*** AVAILABLE RECORDS ***

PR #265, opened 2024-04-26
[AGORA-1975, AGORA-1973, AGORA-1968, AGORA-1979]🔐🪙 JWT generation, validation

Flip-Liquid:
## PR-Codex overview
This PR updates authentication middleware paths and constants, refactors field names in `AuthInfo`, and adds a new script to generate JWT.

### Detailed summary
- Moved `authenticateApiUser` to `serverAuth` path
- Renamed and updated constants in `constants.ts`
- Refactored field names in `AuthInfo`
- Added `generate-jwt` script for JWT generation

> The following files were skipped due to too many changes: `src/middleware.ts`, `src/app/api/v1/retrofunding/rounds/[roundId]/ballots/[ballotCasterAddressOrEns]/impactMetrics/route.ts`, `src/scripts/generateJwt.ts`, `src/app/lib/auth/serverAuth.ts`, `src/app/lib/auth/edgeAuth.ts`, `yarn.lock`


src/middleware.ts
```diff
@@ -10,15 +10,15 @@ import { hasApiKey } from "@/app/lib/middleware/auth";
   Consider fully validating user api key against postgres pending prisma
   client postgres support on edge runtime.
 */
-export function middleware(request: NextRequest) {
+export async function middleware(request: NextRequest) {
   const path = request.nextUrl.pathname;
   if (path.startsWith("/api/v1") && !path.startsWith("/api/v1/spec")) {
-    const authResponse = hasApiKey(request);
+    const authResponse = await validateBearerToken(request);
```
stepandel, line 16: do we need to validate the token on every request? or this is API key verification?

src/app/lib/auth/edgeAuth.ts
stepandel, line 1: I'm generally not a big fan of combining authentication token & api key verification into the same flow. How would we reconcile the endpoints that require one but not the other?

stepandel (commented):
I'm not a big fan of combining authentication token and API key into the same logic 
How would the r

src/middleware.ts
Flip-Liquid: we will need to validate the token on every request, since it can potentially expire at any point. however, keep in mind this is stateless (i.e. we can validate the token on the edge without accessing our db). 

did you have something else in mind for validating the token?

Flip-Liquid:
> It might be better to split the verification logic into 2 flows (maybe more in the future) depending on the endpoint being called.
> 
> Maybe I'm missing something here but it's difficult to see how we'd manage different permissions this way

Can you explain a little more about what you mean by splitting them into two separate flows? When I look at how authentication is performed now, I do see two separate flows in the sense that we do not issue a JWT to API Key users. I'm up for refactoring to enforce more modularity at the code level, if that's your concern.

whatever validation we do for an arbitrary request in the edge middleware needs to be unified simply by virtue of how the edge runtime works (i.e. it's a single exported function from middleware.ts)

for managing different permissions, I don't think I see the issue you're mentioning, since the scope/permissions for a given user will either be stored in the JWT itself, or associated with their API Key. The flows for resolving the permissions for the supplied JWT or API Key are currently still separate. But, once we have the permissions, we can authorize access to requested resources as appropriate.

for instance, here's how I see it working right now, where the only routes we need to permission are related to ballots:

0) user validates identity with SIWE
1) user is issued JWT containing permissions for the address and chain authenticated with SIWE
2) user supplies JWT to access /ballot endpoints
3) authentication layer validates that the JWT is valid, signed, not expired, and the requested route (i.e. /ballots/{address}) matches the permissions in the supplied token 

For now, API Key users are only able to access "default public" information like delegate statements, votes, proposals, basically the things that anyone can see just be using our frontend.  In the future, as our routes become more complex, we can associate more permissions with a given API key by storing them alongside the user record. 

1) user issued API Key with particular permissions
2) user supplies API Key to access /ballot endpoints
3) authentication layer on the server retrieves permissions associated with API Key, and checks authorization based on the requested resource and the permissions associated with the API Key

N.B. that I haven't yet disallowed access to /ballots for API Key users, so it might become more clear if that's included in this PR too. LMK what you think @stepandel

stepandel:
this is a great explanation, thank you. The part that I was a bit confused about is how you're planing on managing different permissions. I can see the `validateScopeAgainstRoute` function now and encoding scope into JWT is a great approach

*** End of AVAILABLE RECORDS ***

=== TASK DETAILS ===
Look above for the line with "1) user is issued" and the line with "3) authentication layer validates". Retype those two lines and every line between them exactly, adding nothing.

=== RESULT BELOW ===
1) user is issued JWT containing permissions for the address and chain authenticated with SIWE
2) user supplies JWT to access /ballot endpoints
3) authentication layer validates that the JWT is valid, signed, not expired, and the requested route (i.e. /ballots/{address}) matches the permissions in the supplied token 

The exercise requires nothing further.